# Real world MPG



## Vman1 (Jun 30, 2011)

About 1500 miles in two months. Lots of in city driving with stop and go and with heavy AC use. Flat terrain. Averaging 18 mpg. Did one 250 mile round trip and got 24.8 mpg. Very satisfied.


----------



## 58kafer (Jun 27, 2007)

17K- 10 Months, mixed terrain, gave up on keeping track.

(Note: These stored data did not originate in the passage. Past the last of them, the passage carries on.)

PR #265, opened 2017-07-02
use pkgconfig for getting json-c

zgyarmati:
With the introduction of AC_CHECK_HEADERS in 4cdd9b5 the configure script couldn't find out of the box
the headers of a standard json-c implementation. To save the user from the need of manually
tinkering with the CFLAGS and co. we (re-)introduce using pkg-config to get the proper
compiler- and linker flags, while keeping the CI build (with non-standard json-c install path)
functioning by passing a custom PKG_CONFIG_PATH envvar to ./configure.

### DIFF
--- a/configure.ac
+++ b/configure.ac
@@ -79,9 +79,8 @@ AC_CHECK_HEADERS([sys/cdefs.h sys/file.h sys/mman.h sys/param.h \
 AC_CHECK_HEADERS([bzlib.h],
                  [],
                  [AC_MSG_FAILURE([missing <bzlib.h>; is bzip2 installed?])])
-AC_CHECK_HEADERS([json.h],,
-  [AC_MSG_FAILURE([missing <json.h>; is json-c installed?])]
-)
+# Check JSON
+PKG_CHECK_MODULES(JSON, json-c,,,,[AC_MSG_ERR("json-c missing")])
 
 # Checks for typedefs, structures, and compiler characteristics.
 #
@@ -111,8 +110,6 @@ AX_CHECK_BOTAN_DEFINES([CFLAGS="$CFLAGS $BOTAN_INCLUDES"
 AC_SEARCH_LIBS([_cmocka_run_group_tests], [cmocka],,AC_MSG_ERROR(CMocka not found!))
 AC_SEARCH_LIBS([gzopen], [z],,AC_MSG_ERROR(libz not found!))
 AC_SEARCH_LIBS([BZ2_bzDecompress], [bz2],,AC_MSG_ERROR(Libbz2 not found!))
-AC_SEARCH_LIBS([json_object_new_object], [json-c],,AC_MSG_ERROR(json-c not found!))
-
 
 # Initialize the testsuite
 #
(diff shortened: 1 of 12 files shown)


zgyarmati:
And this also makes the packaging (on different distros) more reliable and future-proof, as pkg-config will always know the correct flags for the installed json-c. 
I'm considering doing the same for botan and cmocka after this one is set.

configure.ac
```diff
@@ -79,9 +79,8 @@ AC_CHECK_HEADERS([sys/cdefs.h sys/file.h sys/mman.h sys/param.h \
 AC_CHECK_HEADERS([bzlib.h],
                  [],
                  [AC_MSG_FAILURE([missing <bzlib.h>; is bzip2 installed?])])
-AC_CHECK_HEADERS([json.h],,
```
ronaldtse: I heard it is good practice when doing `PKG_CHECK_MODULES` to also include the actual check on the lib/headers.

For example, in this [link from Android](https://android.googlesource.com/platform/external/cryptsetup/+/7ae863e380dac362d5df269d9338d83238543b5d/configure.ac) they do the following:

```cmake
dnl Try to detect needed device-mapper static libraries, try pkg-config first.
LIBS="$saved_LIBS -static"
PKG_CHECK_MODULES([DEVMAPPER_STATIC], [devmapper >= 1.02.27],,[
	...
])
LIBS="$saved_LIBS $DEVMAPPER_STATIC_LIBS"
AC_CHECK_LIB(devmapper, dm_task_set_uuid,,
	AC_MSG_ERROR([Cannot link with static device-mapper library.]))
```

And at the end they do:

15 MPG city, 26 MPG best downhill with a tailwind . :laugh:

Only car I ever had that gets great mileage is my 1958 Beetle, almost 30 MPG. No creature comforts, not even a radio.


----------



## Zambee500 (Jun 23, 2011)

About 2k miles in 2 months since we bought our '09 SEL, and every tank has been 15-16 mpg. Last tank was 16.3 mpg with pen/paper calculation and 16.7mpg on the onboard trip computer. A little over 10 hours of engine time for that tank. 

We do about 50/50 highway and city, and the city driving isn't the bumper-to-bumper rush hour gridlock that kills MPGs, but instead mostly 4 lane highways with 45 mph speed limits and periodic traffic lights. Nowhere close to the 17 city / 25 highway on the EPA rating for the 4.0L engine. Very disappointing so far, although we haven't had a long road-trip yet to see if the highway mileage is more accurate.

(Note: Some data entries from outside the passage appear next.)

PR #270, opened 2017-07-05
Fixes #210: --output option doesn't work when input is stdin

### LINKED ISSUE #210: The output option doesn't seem to work.
As far as I can tell, `rnp` completely ignores the `--output` option, which makes tests more complicated because it's necessary to have multiple copies of input files in order to get different output files.

ni4:
For the rnp utility, during the signing/encryption/whatever else, --output option worked only for file input, i.e. when input filename is specified, and was ignored when input is stdin. Now it should work for stdin as well.

### DIFF
--- a/src/lib/rnp.c
+++ b/src/lib/rnp.c
@@ -1072,24 +1072,23 @@ rnp_encrypt_file(rnp_ctx_t *ctx, const char *userid, const char *f, const char *
 {
     const pgp_key_t *key;
     const char *     suffix;
-    pgp_io_t *       io;
     char             outname[MAXPATHLEN];
 
-    io = ctx->rnp->io;
     if (f == NULL) {
-        (void) fprintf(io->errs, "rnp_encrypt_file: no filename specified\n");
+        (void) fprintf(ctx->rnp->io->errs, "rnp_encrypt_file: no filename specified\n");
         return RNP_FAIL;
     }
-    suffix = (ctx->armour) ? ".asc" : ".gpg";
     /* get key with which to sign */
     if ((key = resolve_userid(ctx->rnp, ctx->rnp->pubring, userid)) == NULL) {
         return RNP_FAIL;
     }
+    /* generate output file name if needed */
     if (out == NULL) {
+        suffix = (ctx->armour) ? ".asc" : ".gpg";
         (void) snprintf(outname, sizeof(outname), "%s%s", f, suffix);
         out = outname;
     }
-    return (int) pgp_encrypt_file(ctx, io, f, out, key);
+    return (int) pgp_encrypt_file(ctx, ctx->rnp->io, f, out, key);
 }
 
 #define ARMOR_HEAD "-----BEGIN PGP MESSAGE-----"
--- a/src/rnp/rnp.c
+++ b/src/rnp/rnp.c
@@ -43,6 +43,8 @@
 #include <stdlib.h>
 #include <string.h>
 #include <unistd.h>
+#include <fcntl.h>
+#include <stdbool.h>
 
 extern char *__progname;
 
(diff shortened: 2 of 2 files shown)


catap:
@ni4 why have you merge it?

I think it's bad idea because I see at master right for example `include "../common/constants.h"` [here](https://github.com/riboseinc/rnp/blob/master/include/rnp.h#L36)

and this is huge PR and I think it should be reviewed more of one person, and review this huge changes request a lot of time.

src/rnp/rnp.c
```diff
@@ -221,24 +223,55 @@ stdin_to_mem(rnp_cfg_t *cfg, char **temp, char **out, unsigned *maxsize)
...
+            flags |= O_TRUNC;
+        else
+            flags |= O_EXCL;
+
+        fd = open(outfile, flags, 0600);
+        if (fd < 0) {
+            if (overwrite && (errno == EEXIST)) {
+                fprintf(stderr, "Failed to write to the %s : file already exists.\n", outfile);
+            } else {
+                fprintf(
```
catap: I think here better to use `strerror` or `perror`

src/rnp/rnp.c
```diff
@@ -221,24 +223,55 @@ stdin_to_mem(rnp_cfg_t *cfg, char **temp, char **out, unsigned *maxsize)
...
+                  stderr, "Failed to open file %s for writing : error %d.\n", outfile, errno);
+            }
+            return RNP_FAIL;
+        }
+    }
+
     for (cc = 0; cc < size; cc += n) {
-        if ((n = write(STDOUT_FILENO, &out[cc], size - cc)) <= 0) {
+        if ((n = write(fd, &out[cc], size - cc)) <= 0) {
```
catap: maybe also show the error?

catap:
1) I think that better keep different changes as different commit. Here I see changes inside two different files and I have no idea why you change `src/lib/rnp.c`.

2) I have no idea that the commit `--output option doesn't work when input is stdin` means. This just broke me :(

src/lib/rnp.c
```diff
@@ -1072,24 +1072,23 @@ rnp_encrypt_file(rnp_ctx_t *ctx, const char *userid, const char *f, const char *
...
         return RNP_FAIL;
     }
-    suffix = (ctx->armour) ? ".asc" : ".gpg";
     /* get key with which to sign */
     if ((key = resolve_userid(ctx->rnp, ctx->rnp->pubring, userid)) == NULL) {
         return RNP_FAIL;
     }
+    /* generate output file name if needed */
     if (out == NULL) {
+        suffix = (ctx->armour) ? ".asc" : ".gpg";
```
ronaldtse: I think we need a better method than hard-coding file extensions? I know it's a moved line but maybe for the future.

src/rnp/rnp.c
ni4: Thanks, will fix this.

src/rnp/rnp.c
ni4: Ok, will improve this.

src/lib/rnp.c
ni4: Yeah, I don't like this one as well. Just didn't fix this since it went a bit far from the purpose of this commit.

ni4:
@catap , thanks for the review.
1.  It was just some cleanup in lib/rnp.c which I forgot to do in previous PR
2. I updated the description, also commit includes link to the issue #210 where it was discussed.

catap:
@ni4, ok, can you also update the commit log by `git rebase -i`? And make style-checker happy!

dewyatt:
FYI I haven't really tested the pre-commit hook with rebasing/amending much. And thinking about it now, it probably *will* do things you don't want (though you shouldn't lose data). Anyways, it may be better to run clang-format manually and then squash (and then enable the pre-commit hook).

ni4:
Sure, I'll update this commit as soon as I get to it. A bit busy during these days. Usually I run clang-format manually before each push to PR, but this time I forgot.

ni4:
@ronaldtse @catap Please see the updated PR. Also, since you mentioned rebase. Do we merge or rebase? This should be also described in developers guide, I think.

catap:
@ni4 I do rebase, but merge it's easy :) So, I think it is up to you in general.

But rebase helps commits log clear and smaller.

dewyatt:
Agree with @catap that it's something to evaluate for every PR, not something to set a solid rule on.
Ronald usually does a plain merge, I usually rebase, but sometimes squash when there are a lot of minor "fix it" commits.

ronaldtse:
@dewyatt personally I prefer a rebase, but a merge is good to preserve the commits (given they are clean) for an easier revert. Now that this is mentioned I'll stick to a rebase 👍

ni4:
Thanks for the comments. I would appreciate some approvals or requests for changes so I can rebase and merge this :)

dewyatt:
> Thanks for the comments. I would appreciate some approvals or requests for changes so I can rebase and merge this :)

LGTM (but note that the reviewer should merge, not the PR creator)

src/rnp/rnp.c
ronaldtse: @ni4 is this fixed? Thanks.

src/rnp/rnp.c
ronaldtse: @ni4 just following up.

src/rnp/rnp.c
```diff
@@ -315,10 +347,12 @@ rnp_cmd(rnp_cfg_t *cfg, rnp_t *rnp, int cmd, char *f)
         ctx.sigcreate = get_birthtime(rnp_cfg_get(cfg, CFG_BIRTHTIME));
         ctx.sigexpire = get_duration(rnp_cfg_get(cfg, CFG_DURATION));
 
+        clearsign = (cmd == CMD_CLEARSIGN) ? true : false;
```
flowher: I think you should also declare ``clearsign`` as ``bool``. Also 
``clearsign = (cmd == CMD_CLEARSIGN)``
means same thing with less code

ni4: @flowher I believe I changed it to bool (among with other things in rnp.c/rnpcfg.c) in some other branch which did not become pull request yet :) Sorry, was a bit out of rnp this week, will get back tomorrow.
@ronaldtse everything should be fixed here, just was waiting for approvals.

ronaldtse:
I'm just going to merge this first and leave the comments as separate issues.

ronaldtse:
Thanks @ni4 !

PR #281, opened 2017-07-07
Fix uninitialized variable read in rnp_cmd.

### LINKED ISSUE #280: Uninitialized variable read in rnp_cmd
## Description

My compiler keeps complaining about this, and it does look valid at a glance. Fix incoming.

## Steps to Reproduce

rnp_cmd uses userid when it may be uninitialized.

dewyatt:
Note: I have not looked in-depth at whether a larger problem exists here.
I have only noticed that my compiler does not like this and that it does appear there's a chance to read uninitialized data.

Fixes #280.

### DIFF
--- a/src/rnp/rnp.c
+++ b/src/rnp/rnp.c
@@ -250,7 +250,7 @@ rnp_cmd(rnp_cfg_t *cfg, rnp_t *rnp, int cmd, char *f)
     char *      out = NULL;
     char *      in = NULL;
     const char *outf;
-    const char *userid;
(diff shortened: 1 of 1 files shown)


ni4:
@dewyatt I was just working on this function, and re-checked it. It is just uninitialized variable, thanks for fixing.

ronaldtse:
@ni4 could you approve this and merge then? Thanks!

ni4:
@ronaldtse Sure, done.

Issue #35, opened 2017-03-27
Key flags are not really handled


dewyatt:
(RFC4880 5.2.3.21)
Key flags are *parsed* but not utilized beyond that. There is also currently no support to save key flags out (this is relatively easy to add, I played with it before).

I think this would also tie in with the current way of handling subkeys. Currently netpgp has the concept of an enckey and a sigkey, and that's about the extent of things. The primary key is sigkey, the last parsed subkey is enckey (if I recall correctly), which is pretty limited.

dewyatt:
TODO (before I forget): https://github.com/riboseinc/rnp/pull/285#issuecomment-313824599

PR #285, opened 2017-07-07
Add key flag loading/printing in listed keys.

dewyatt:
`rnpkeys --list-keys` (and some other commands) will now show something like "[SC]" (sign+certify), similar to gpg.

This also adds key flags to the pgp_key_t structure. These are not currently used beyond loading them from
signature packets and printing them out.

list-packets already handles key flags, so no update there.

The JSON produced is like `{"flags": 3, "usage": "SC"}`. So the raw flags value is available as well as our interpretation of them.

**Known Issues**:
* With subkeys, this will typically show the flags for the wrong key. This will be fixed after https://github.com/riboseinc/rnp/issues/277. Since this has no effect, other than printing some output, I think it's OK for the moment.
* Key flags are not set during key generation, are not persisted to disk, etc. (ongoing effort)

Part of #35

### DIFF
--- a/src/lib/packet-print.c
+++ b/src/lib/packet-print.c
@@ -100,6 +100,7 @@ __RCSID("$NetBSD: packet-print.c,v 1.42 2012/02/22 06:29:40 agc Exp $");
 #define SIGNATURE_PADDING "          "
 
 /* static functions */
+static bool format_key_usage(char *buffer, size_t size, uint8_t flags);
 extern ec_curve_desc_t ec_curves[PGP_CURVE_MAX];
 
 static void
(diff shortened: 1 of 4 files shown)


src/lib/packet-print.c
```diff
@@ -557,6 +561,29 @@ format_uid_notice(char *                 buffer,
     return n;
 }
 
+static bool
+format_key_usage(char *buffer, size_t size, uint8_t flags)
+{
+    const pgp_bit_map_t flags_map[] = {
```
flowher: map should be declared as static const

src/lib/packet-print.c
```diff
@@ -557,6 +561,29 @@ format_uid_notice(char *                 buffer,
...
+      {PGP_KF_ENCRYPT_COMMS | PGP_KF_ENCRYPT_STORAGE, "E"},
+      {PGP_KF_SIGN, "S"},
+      {PGP_KF_CERTIFY, "C"},
+      {PGP_KF_AUTH, "A"},
+    };
+
+    *buffer = '\0';
+    for (size_t i = 0; i < sizeof(flags_map) / sizeof(flags_map[0]); i++) {
```
flowher: let's use PGP_ARRAY_SIZE here

src/lib/packet-print.c
dewyatt: Agreed and reminded me I need to clarify a related part of the dev guide

src/lib/packet-print.c
dewyatt: Good call

flowher:
LGTM

ronaldtse:
@dewyatt Perhaps `usage: "SC"` could be changed to something like `usage: [ "sign", "certify" ]` or `usage: { sign: true, certify: true }` for easier parsing?

dewyatt:
@ronaldtse That's a good idea to make it more descriptive, I'll make an update.

PR #291, opened 2017-07-08
Update Developers Guide.md

dewyatt:
Proposed changes:
* Added a few links to riboseinc:guides.
* Completely flipped the guideline on single-line conditionals. I *thought* modern compilers were good at warning about things like:
  ```c
  if (something)
      do_thing();
      do_other_thing(); // sleepily added this line later, intending for it to be part of the if block
  ```
  But apparently not, as I did actually get bit by this recently in this code base. GCC does seem to warn in *some* cases, but not all. So I think it's probably safest to *always* use braces for if/while/etc.
* Added an exception for constant local static variable declarations. These are perfectly OK when all data is constant, and I neglected to mention this previously. Also added some code to demonstrate.
* Removed maheitsec.

### DIFF
--- a/Developers Guide.md
+++ b/Developers Guide.md
@@ -7,6 +7,8 @@ contributors.
 
 ## Pull Requests
 
+See also: [Guides - Code Review](https://github.com/riboseinc/guides/tree/master/code-review)
+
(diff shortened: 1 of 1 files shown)


ronaldtse:
Thanks @dewyatt !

I was going to ask for those with the 4.0L engine whether the mileage is closer to the EPA rating using 89 octane gasoline. The specs on the car say 87 octane is okay, but 89 octane is preferred. Just wondering what that "preference" is: Engine performance? Better MPGs?


----------



## Steveaut (Sep 16, 2010)

It just so happens that we took a day trip yesterday up the interstate to a popular resort town. The grade on the interstate is 6% in some areas. From the base to the summit the drive one way is 11 miles. It is known for it's accidents and breakdowns along the interstate. A lot of folks take a longer route around the canyon to avoid it. Also the road twists and turns all the way up.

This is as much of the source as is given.